St. Charles Towne Center
- Location: Waldorf, Maryland, USA
- Coordinates: 38°37′14″N 76°55′41″W﻿ / ﻿38.62056°N 76.92806°W
- Address: 11110 Mall Circle
- Opened: March 30, 1990
- Management: Simon Property Group
- Owner: Simon Property Group
- Stores: 128
- Anchor tenants: 6 (5 open, 1 coming soon)
- Floor area: 980,418 sq ft (91,083.8 m^{2})
- Floors: 2 (1 in Dick's Sporting Goods and Macy's Home Store)
- Public transit: Charles County VanGo bus: 301 Connector, Business B, St. Charles B, St. Charles C
- Website: St. Charles Towne Center

= St. Charles Towne Center =

Shopping mall in Waldorf, Maryland

St. Charles Towne Center is a two-level, enclosed shopping mall in the planned community of St. Charles in Waldorf, Maryland. Built in the late 1980s, it covers an area of 980,418 sqft, and is currently the only regional mall in Southern Maryland. In addition to Waldorf and St. Charles, the mall also serves the southern suburbs of Washington, D.C., and has a trade area population of 338,502. Anchor stores are Dick's Sporting Goods, J. C. Penney, Kohl's, Macy's, and Macy's Home Store.

==History==
The mall opened March 30, 1990, with J. C. Penney, Hecht's, Montgomery Ward, and Sears as anchors. It was built by Melvin Simon & Associates, now known as Simon Property Group. Kohl's was added in 1997. The Montgomery Ward store was split between a second Hecht's location and Dick's Sporting Goods in 2002. Both Hecht's stores became Macy's in September 2006. Sears closed in April 2020. There is also a movie theatre located across the street from the mall, formerly known as Cineplex Odeon Cinemas (1988–1998), Loews Cineplex Entertainment (1998–2005), and is now AMC Theatres (2005–present).

===2007 renovation===
St. Charles Towne Center underwent a major renovation in 2007 to shift its image to a more family-oriented mall. The entrances and inside of the mall were redesigned, and the bathrooms were made larger to allow easier access for families with young children. In addition, a kid's play area was added to one section of the mall. The food court was also renovated during the project. The renovation was completed by 2008.

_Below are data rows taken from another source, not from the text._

PR #29, opened 2024-10-10
PB-1044 Add interface for cognito

msom:
Added:
- a low level service class `cognito.utils.Service` for managing cognito users
- three functions in `cognito.utils.user` to be used in the API when creating, deleting and updating a user 
- a CLI command `cognito_sync` for synchronizing users (same base classes used as in #23, taken from `service-stac`)
- a new docker container `cognito-local` for local testing and development

### DIFF
--- a/app/cognito/utils/client.py
+++ b/app/cognito/utils/client.py
@@ -25,7 +25,7 @@ class Client:
     def __init__(self) -> None:
         self.endpoint_url = settings.COGNITO_ENDPOINT_URL
         self.user_pool_id = settings.COGNITO_POOL_ID
-        self.managed_flag_name = settings.COGNITO_FLAG_NAME
+        self.managed_flag_name = settings.COGNITO_MANAGED_FLAG_NAME
         self.client = client("cognito-idp", endpoint_url=self.endpoint_url)
 
     def list_users(self) -> list['UserTypeTypeDef']:
--- a/app/cognito/utils/client.py
+++ b/app/cognito/utils/client.py
@@ -19,7 +19,7 @@ def user_attributes_to_dict(attributes: list['AttributeTypeTypeDef']) -> dict[st
 class Client:
     """ A low level client for managing cognito users.
 
-    Only manages users which have managed flag defined.
+    Only manages users which have the managed flag defined.
     """
 
     def __init__(self) -> None:
--- a/app/cognito/utils/client.py
+++ b/app/cognito/utils/client.py
@@ -1,0 +1,53 @@
+from boto3 import client
+from mypy_boto3_cognito_idp.type_defs import AdminGetUserResponseTypeDef
+from mypy_boto3_cognito_idp.type_defs import UserTypeTypeDef
+
+from django.conf import settings
+
+
+class Client:
+    """ A low level client for managing cognito users. """
+
+    def __init__(self) -> None:
+        self.endpoint_url = settings.COGNITO_ENDPOINT_URL
+        self.user_pool_id = settings.COGNITO_POOL_ID
+        self.client = client("cognito-idp", endpoint_url=self.endpoint_url)
+
+    def get_users(self) -> list[UserTypeTypeDef]:
+        response = self.client.list_users(UserPoolId=self.user_pool_id)
+        return response['Users']
+
+    def get_user(self, username: str) -> AdminGetUserResponseTypeDef | None:
+        try:
+            response = self.client.admin_get_user(UserPoolId=self.user_pool_id, Username=username)
+        except self.client.exceptions.UserNotFoundException:
+            return None
+
+        return response
+
+    def create_user(self, username: str, email: str) -> UserTypeTypeDef:
+        response = self.client.admin_create_user(
+            UserPoolId=self.user_pool_id,
+            Username=username,
+            UserAttributes=[
+                {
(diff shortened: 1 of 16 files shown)


app/utils/command.py
```diff
@@ -0,0 +1,81 @@
+import inspect
+import logging
+from typing import Any
+
+from django.core.management.base import BaseCommand
+from django.core.management.base import CommandParser
+
+
+class CustomBaseCommand(BaseCommand):
```
schtibe, line 9: This is taken from service-stac, correct?

app/cognito/utils/user.py
```diff
@@ -0,0 +1,58 @@
...
+
+    client = Client()
+    username = str(user.id)
+    existing = client.get_user(username)
+    if existing is not None:
+        logger.warning("User %s already exists, updating", username)
+        client.update_user(username, user.email)
+    else:
+        client.create_user(username, user.email)
+    logger.info("User %s created", username)
```
schtibe, line 28: This will print "created" regardless of if the user was updated or created. Is that intended?

app/cognito/utils/user.py
```diff
@@ -0,0 +1,58 @@
...
+    """ Delete the given user from cognito. """
+
+    client = Client()
+    username = str(user.id)
+    existing = client.get_user(username)
+    if existing is not None:
+        client.delete_user(username)
+    else:
+        logger.warning("User %s does not exist, ignoring", username)
+    logger.info("User %s deleted", username)
```
schtibe, line 41: Same here, this will print "deleted" even if it can't because the user didn't exist. Of course, the previous message would say that, but it's in another log level, which might get confusing

app/cognito/utils/client.py
```diff
@@ -0,0 +1,53 @@
...
+            response = self.client.admin_get_user(UserPoolId=self.user_pool_id, Username=username)
+        except self.client.exceptions.UserNotFoundException:
+            return None
+
+        return response
+
+    def create_user(self, username: str, email: str) -> UserTypeTypeDef:
+        response = self.client.admin_create_user(
+            UserPoolId=self.user_pool_id,
+            Username=username,
```
schtibe, line 31: Am I right that the username is the field that identifies the records uniquely? cc @asteiner-swisstopo

schtibe: I just saw that for the moment you chose `User.id` for the username. But I think we should have a designated field for that in the model.

schtibe (commented):
Very nice!! 🚀
I have a few remarks in the code.

Some thought I just had:
Would it be good to have an attribute in the pool that is set when the user is managed from service control? So that when we clear and remove users, we only take the ones that have this attribute/flag.
Like this it would be possible to have manually created users that won't be removed by the sync command. This could prove to be handy for debugging purposes, or when we need an admin user of some sort.

app/utils/command.py
msom: Yes. It's also the same thing introduced in #23.

app/cognito/utils/user.py
msom: Yes, that was intended, but not sure if it's a good idea. Can change for more clarity.

app/cognito/utils/user.py
msom: See above.

app/cognito/utils/client.py
msom: Agree, `user.id` is a bad choice, since it's implicit and automatically set. I would also prefer a designated field.

app/utils/command.py
schtibe: :+1:

app/utils/command.py
```diff
@@ -0,0 +1,81 @@
...
+        The actual logic of the command. Subclasses must implement
+        this method.
+        """
+        raise NotImplementedError("subclasses of CustomBaseCommand must provide a handle() method")
+
+    def add_arguments(self, parser: CommandParser) -> None:
+        parser.add_argument('--logger', action='store_true', help='use logger configuration')
+
+
+class CommandHandler():
```
boecklic, line 22: Maybe add a comment to where this comes from (service-stac?) so that we know that changing stuff here should probably also go into service-stac

msom: Comment added.

msom:
As discussed, added a `managed` flag.

asteiner-swisstopo (approved):
Looks good to me :+1:

app/config/settings_base.py
```diff
@@ -129,3 +130,8 @@
 # https://docs.djangoproject.com/en/5.0/ref/settings/#default-auto-field
 
 DEFAULT_AUTO_FIELD = 'django.db.models.BigAutoField'
+
+# Cognito
+COGNITO_ENDPOINT_URL = env.str('COGNITO_ENDPOINT_URL', 'http://localhost:9229')
+COGNITO_POOL_ID = env.str('COGNITO_POOL_ID', 'local')
+COGNITO_FLAG_NAME = env.str('COGNITO_FLAG_NAME', 'dev:custom:managed_by_service')
```
schtibe, line 137: I think we should rename this to something `COGNITO_MANAGED_FLAG_NAME` as there might be other flags in the future!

=== Sports and Wellness Complex ===
On February 6, 2020, it was announced that the Sears location at St. Charles Town Center would be closing as part of a plan to close 31 stores nationwide. The store closed in April 2020, after having been at the mall for thirty years.

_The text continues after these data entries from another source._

PR #684, opened 2026-03-16
Take care of a CADrawable leak

Geenz:
Looking through - there was a bit of a problem where CADrawable would have a really bad tendency to leak from the swapchain.

For reference, I was seeing memory consumption balloon by the gigabytes over seconds of rendering.

## Summary by CodeRabbit

* **Bug Fixes**
  * Improved memory and resource cleanup during rendering to reduce memory spikes and improve stability and responsiveness.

The store remained vacant until July 24, 2024, when it was announced by the Charles County Government that a Sports and Wellness complex would be introduced to the mall, with the local government wanting to bring more recreational facilities to the county. It is expected to cost $7.5 million to convert the site. As of 2025, the opening date is still to be determined.